Five years ago, I wrote a note titled Infor: a grown-up sleath startup. I wrote about investments Charles Phillips and his team were making including those in ION middleware and in beautification its captive design agency Hook and Loop was bringing to the product, to its events and real estate. But I was particularly excited about Infor’s industry focus. I followed up in 2014 with the Infor promise in the note It’s a Vertical World after all.
As readers know I have been disappointed with the pace of verticalization in cloud solutions. Way too many vendors spray paint an industry specific feature or two on top of their horizontal financial, HCM or CRM modules and call that verticalization. My expectations for verticalization are more demanding from two angles
- I want to see a significant industry “book of record” offering. If you say you are committed to retail, I want to see a robust offering and a sizable customer base in the merchandising area. If it is insurance, show me similar around claims processing. If it is utilities, I want to see a billing engine, and one for complex asset management and maintenance. If it is healthcare, show me electronic patient records. If it is oil and gas, show me functionality their geologists consider critical.
- I also want to see contemporary functionality. Show me something customers can plan a serious digital transformation around. So, for example, if you say you are committed to manufacturing markets show me execution support for a modern shop floor with robotics, sensors and wearables. For utilities, show me support for net metering and for plants fired by renewable fuel.
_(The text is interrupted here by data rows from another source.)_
PR #210, opened 2020-09-10
Simplify skin functions

robalni:
This change makes the code easier to read. It changes behaviour of drawskin slightly; now it stretches the image instead of repeating it but that should not be visible with default skin.

### DIFF
--- a/src/engine/rendergl.cpp
+++ b/src/engine/rendergl.cpp
@@ -2337,21 +2337,29 @@ void cleanupgl()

My hope was the savings to Infor not having to invest in cloud infrastructure and instead leveraging that of Amazon’s would go towards verticalization. I have seen investment in horizontal HCM, analytics, even a new general ledger. While Infor has made some industry investment, I would like to see a lot more. I want them to deliver to their tag line “we understand that making tires is different than processing milk. Processing milk is different from manufacturing apparel, and both are dramatically different from caring for sick patients”.
So, I was excited when I heard Infor has acquired Vivonet which offers solutions for POS, kiosks, kitchen systems, payments, labor scheduling, and food and labor cost management. In the press release, Infor says it already has hospitality functionality which covers property management, revenue management, asset and incident management, analytics, and artificial intelligence.
I am going to Inforum next week and am going to try and see what “books of record” major hospitality companies have adopted from Infor. I am also going to try and find out which are anchoring their digital transformations around Infor products. I travel a fair amount and must admit I do not see Infor (or other ERP competitors) show up as strategic vendors for too many in that industry.
It will be good to also see Infor progress in other industries it is focused on including healthcare, retail and manufacturing. And since it is in Washington, DC I presume we will hear about Infor’s progress in public sector and aerospace markets. In short, I am looking forward to seeing Infor’s delivery five years after I got excited about their vertical strategy.